Thanks for the information. This is not related to this issue, but may I ask which anchors are you using? From the script you posted above, it would seem like you are letting PANDORA use the default anchoring, which might be incorrect especially if you have mutations at or close to the anchor position. I would advise you to install NetMHCpan to predict the binding cores. Its piping with PANDORA in version 1.0 is a bit clunky, but we made several improvements to it in version 2.0 pre-releases. Still, I would suggest you wait until we drop the next update to update your installation of PANDORA (I can guide you through it, if needed).

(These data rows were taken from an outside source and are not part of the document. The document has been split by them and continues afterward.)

PR #370, opened 2022-04-23
API route clarification

Jutanium:
- Specify what an API route is
- Add the example filename to match the previous example
- Add `async` in the function declaration so that it's a working example

### DIFF
--- a/src/pages/en/guides/server-side-rendering.md
+++ b/src/pages/en/guides/server-side-rendering.md
@@ -119,7 +119,7 @@ if(!product) {
 
 #### API Routes
 
-An API route is a .js or .ts file in the src/pages/ folder that takes a request and returns a [Response](https://developer.mozilla.org/en-US/docs/Web/API/Response).
+An API route is a `.js` or `.ts` file within the `src/pages/` folder that takes a [`Request`](https://developer.mozilla.org/en-US/docs/Web/API/Request) and returns a `[Response]`(https://developer.mozilla.org/en-US/docs/Web/API/Response).
 
 __[id].js__
 ```js
--- a/src/pages/en/guides/server-side-rendering.md
+++ b/src/pages/en/guides/server-side-rendering.md
@@ -119,12 +119,13 @@ if(!product) {
 
 #### API Routes
 
-A [Response](https://developer.mozilla.org/en-US/docs/Web/API/Response) can also be returned from an API route.
+An API route is a .js or .ts file in the src/pages/ folder that takes a request and returns a [Response](https://developer.mozilla.org/en-US/docs/Web/API/Response).
 
+__[id].js__
 ```js
 import { getProduct } from '../db';
 
-export function get({ id }) {
+export async function get({ id }) {
   const product = await getProduct(id);
 
   if(!product) {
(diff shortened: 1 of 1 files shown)


sarah11918:
@matthewp Can you please verify that this change is good by you? If you're happy with it, feel free to merge.

src/pages/en/guides/server-side-rendering.md
```diff
@@ -119,12 +119,13 @@ if(!product) {
 
 #### API Routes
 
-A [Response](https://developer.mozilla.org/en-US/docs/Web/API/Response) can also be returned from an API route.
+An API route is a .js or .ts file in the src/pages/ folder that takes a request and returns a [Response](https://developer.mozilla.org/en-US/docs/Web/API/Response).
```
aFuzzyBear, line 122:
```suggestion
An API route is either a `.js` or `.ts` file within the `src/pages/` folder which  takes a [`Request`](https://developer.mozilla.org/en-US/docs/Web/API/Request) and returns a `[Response]`(https://developer.mozilla.org/en-US/docs/Web/API/Response).
```

aFuzzyBear: Just a small formatting nit

aFuzzyBear (commented):
Aye, lets wait for the big yin to sign off on this =), looks good @Jutanium

src/pages/en/guides/server-side-rendering.md
sarah11918:
```suggestion
An API route is a `.js` or `.ts` file within the `src/pages/` folder that takes a [`Request`](https://developer.mozilla.org/en-US/docs/Web/API/Request) and returns a `[Response]`(https://developer.mozilla.org/en-US/docs/Web/API/Response).
```

Aaand.... this is what I would do! (I don't think "either" needs to be there, and I feel like "that" is more in the voice of these docs than "which.")

Jutanium:
I can't imagine @matthewp would have a problem with this seeing that I took his language from his blog post, and since the code is broken I think we should merge it and change later if there's a problem.

src/pages/en/guides/server-side-rendering.md
aFuzzyBear: English is a romantic language

“Speak the speech, I pray you, as I pronounc'd it to you, trippingly on the tongue.”

sarah11918:
OK, then I'm commiting the code formatting and extra link from Fuzzy, and I'll take the blame for this one...

src/pages/en/guides/server-side-rendering.md
```diff
@@ -119,12 +119,13 @@ if(!product) {
 
 #### API Routes
 
-A [Response](https://developer.mozilla.org/en-US/docs/Web/API/Response) can also be returned from an API route.
+An API route is a `.js` or `.ts` file within the `src/pages/` folder that takes a [`Request`](https://developer.mozilla.org/en-US/docs/Web/API/Request) and returns a `[Response]`(https://developer.mozilla.org/en-US/docs/Web/API/Response).
```
sarah11918, line 122:
```suggestion
An API route is a `.js` or `.ts` file within the `src/pages/` folder that takes a [Request](https://developer.mozilla.org/en-US/docs/Web/API/Request) and returns a [Response](https://developer.mozilla.org/en-US/docs/Web/API/Response).
```

Issue #374, opened 2022-04-24
Typo: "directly" to "directory"


a-trost:
One line in the [Static Assets page](https://docs.astro.build/en/guides/imports/#supported-file-types) says

> Remember that you can also place any static asset in the [`public/` directory](/en/core-concepts/project-structure/#public) of your project, and Astro will copy the _directly_ into your final build.
(emphasis mine)

I assume this is supposed to say "copy the _directory_ into your final build."

Opening a pull request with this change.

sarah11918:
Thanks for this! I'm closing the issue because I'm handling the pr now.  :)

sarah11918:
Thanks for this! It has been fixed by another pr so I'm closing this one. (The intended original wording was "copy them directly" by the way!)

PR #375, opened 2022-04-24
Fix Typo (#374)

a-trost:


sarah11918:
Thanks for this! This has been fixed by another PR, so I'm closing this one. (The original intended wording was "copies them directly" by the way. But this would have worked, too!)

PR #376, opened 2022-04-24
Fix broken links

delucis:
Used the new link checker to do an audit for broken links and fixed them. Scoped this to the `/en/` pages given the likely future upheaval that awaits other languages.

I did also remove one link completely because I don’t think anything like what it linked to exists any more.

#### Before

```
*** Found 69 broken links in total:
  [404] 47 broken page links
  [ # ] 22 broken fragment links
```

#### After

```
*** Found 51 broken links in total:
  [404] 35 broken page links
  [ # ] 16 broken fragment links
```

PR #379, opened 2022-04-25
Fix 404 broken links

Rolanddoda:
Links for `<Code />` and `<Prism />` lead to 404


Rolanddoda:
Ahh, I actually saw that those links are fixed by #376 so I am closing this one.

PR #381, opened 2022-04-26
Improve docs rtl language support and acessibility

Yan-Thomas:
Right to left languages have a problem with some components styling, this PR fixes the problems I have encountered:
* "on this page" component border direction
* sponsors component direction 
* adding dir and lang attributes in HTML for sponsors and logo components

image

The expected behaviour would be something like what React.js docs does:

image

Fortunately, [CSS Logical Properties](https://developer.mozilla.org/en-US/docs/Web/CSS/CSS_Logical_Properties) help us fix this!

image

As you can see, I added explicit lang and dir attributes to sponsors and logo components, the lang attribute makes clear for screen readers it is in English, and not the person's specific language ([See Language of Parts on W3 website](https://www.w3.org/WAI/WCAG21/Understanding/language-of-parts.html)). Sure, I could have used `direction: ltr` in CSS, but that wouldn't work if somehow CSS didn't load properly.

For those concerned about logical properties support, [here is the compatibility table on Can I Use](https://caniuse.com/css-logical-props). This same CSS file uses both `:is` and `:not` who have similar compatibility percentages, as you can [see here](https://caniuse.com/css-matches-pseudo), so, I'm guessing that compatibility isn't a real issue in this case.

Probably there are more problems like this in docs, please feel free to warn me about them!

### DIFF
--- a/public/index.css
+++ b/public/index.css
@@ -104,7 +104,7 @@ h5 {
 	--icon-size: 1rem;
 }
 
-.heading-wrapper:not(:first-child) {	
+.heading-wrapper:not(:first-child) {
 	margin-block: 0;
 }
 .heading-wrapper:not(:first-child):is(.level-h2, .level-h3) {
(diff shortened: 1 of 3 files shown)


X7md:
lgtm 🚀

delucis (commented):
LGTM! Nice work!

sarah11918:
Excellent! Thanks, @Yan-Thomas !

Issue #298, opened 2022-04-04
[i18n] Support for external link in another language


Chrissdroid:
Adding a component to specify what language the link is referring to

like so :

```md
see docs for the <External-link lang="fr" href="https://developer.mozilla.org/fr/docs/Web/API/Request">Request</External-link> api in french
```

which is transformed in something like so :

see docs for the [**Request**⁽ᴱᴺ⁾](https://developer.mozilla.org/fr/docs/Web/API/Request) api in french

Yan-Thomas:
Maybe we don't need a custom component for this. I just need to be sure if there is any downsides using `<a>` tag instead of Markdown link syntax, but with CSS pseudo-elements I can make exactly what you want with a few lines of css:

```
a::after {
	display: inline-block;
	content: attr(hreflang);
	font-size: 0.7rem;
	position: relative;
	bottom: 0.2rem;
}
```

What happens is that when an `a` tag has the `hreflang` attribute (this attribute specifies the linked document language), the `content` attribute will get the value (hreflang is case-insensitive, so as far as I know we have to write it in uppercase to be like that in the markup but that doesn't affect screen readers/SEO).

Final result:

![image](https://user-images.githubusercontent.com/61414485/165198874-c9b37e30-79fd-48a1-b480-e54bdec75890.png)

delucis:
@Yan-Thomas 

You can even get this with Markdown links to avoid complicating authoring:

```css
a[href^="en"]::after {
  content: "en";
}
```

Requires a CSS declaration for each language but we could probably auto-generate it once #365 is merged as that adds `src/i18n/languages.ts` with a list of all the languages.

Whether the content is upper or lowercase is not so important because we could style that with CSS too:

```css
a::after {
  text-transform: uppercase;
  vertical-align: super;
}
```

Yan-Thomas:
Thanks @delucis, clever solution! Also, I had totally forgotten about `vertical-align` and `text-transform` 🤣

I did some tests based on your approach using `<span>` and it really is better acessibility-wise (NVDA on Windows). I also totally forgot that CSS `content` isn't readable for screen reader users, I was really tired yesterday 😓 
 
The `hreflang` attribute AFAIK is very specific (only used by Google SEO) and would just be a convenient way to express that the link is in a different language. If we can make this work without it, then be it!

sarah11918:
@Yan-Thomas and everyone, do you think we can close the existing PR then, and continue to discuss here what solution we want for this?

[...]

PR #382, opened 2022-04-26
Add link language indicator

Yan-Thomas:
This PR is a solution for #298

Links for pages with different languages, indicated by `hreflang` attribute receive an language indicator based on the value attributed to `hreflang`. 

The only downside I know is that you have to use `<a>` tags instead of Markdown syntax, but since this is only for different language links, maybe this isn't much of a problem.

Any link with `hreflang` gets this indicator, see this example:

image

HTML inside Markdown:
`🏗️ Add new <a href="/en/core-concepts/astro-pages" hreflang="en">Astro (.astro) pages</a>`

### DIFF
--- a/public/index.css
+++ b/public/index.css
@@ -190,6 +190,15 @@ a {
 	gap: 0.5rem;
 }
 
+a::after {
+	display: inline-block;
+	content: attr(hreflang);
+	font-size: 0.7rem;
+	text-transform: uppercase;
+	position: relative;
+	bottom: 0.2rem;
+}
+
 article > section :is(ul, ol) > * + * {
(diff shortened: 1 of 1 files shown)


sarah11918:
Just so there's a comment here, too: the discussion in the original (linked) issue #298 and in the Discord has us all not sure whether the low-tech solution is actually easiest for translators, and almost the same result!

e.g. `[routing (en)](/en/reference/routing)` --> a link that reads `routing (en)`

Also suggested is using a component.

So, I dont think we have consensus yet on how to handle (if at all) mentioning that links are going off to an English site.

GuidoLeoni commented 1 year ago

OK I'll wait thank you

GuidoLeoni commented 1 year ago

Dear @DarioMarzella I would test the new version of PANDORA . please could provide to me some indications about how to update it? thanks Guido

DarioMarzella commented 1 year ago

Dear @GuidoLeoni , you were faster than me in replying here! First, thanks a lot for "volunteering" to test. To update PANDORA I would advice you to manually uninstall the previous version and install the current one. This should not be necessary for future releases but it is better to do do in this case, considering the amount of changes in the new version.

Then, in any case: Just to be sure, set again your MODELLER license key: run export KEY_MODELLER="XXXX" replacing "XXXX" with your key. And finally reinstall PANDORA: conda install -c csb-nijmegen csb-pandora -c salilab -c bioconda

You will need to download the template database but now you will be able to do so by simply running from command line: pandora-fetch (all of those steps are listed in the updated installation section of the README file)

Please let me know if any step is not clear or it does not work, I will be happy to help.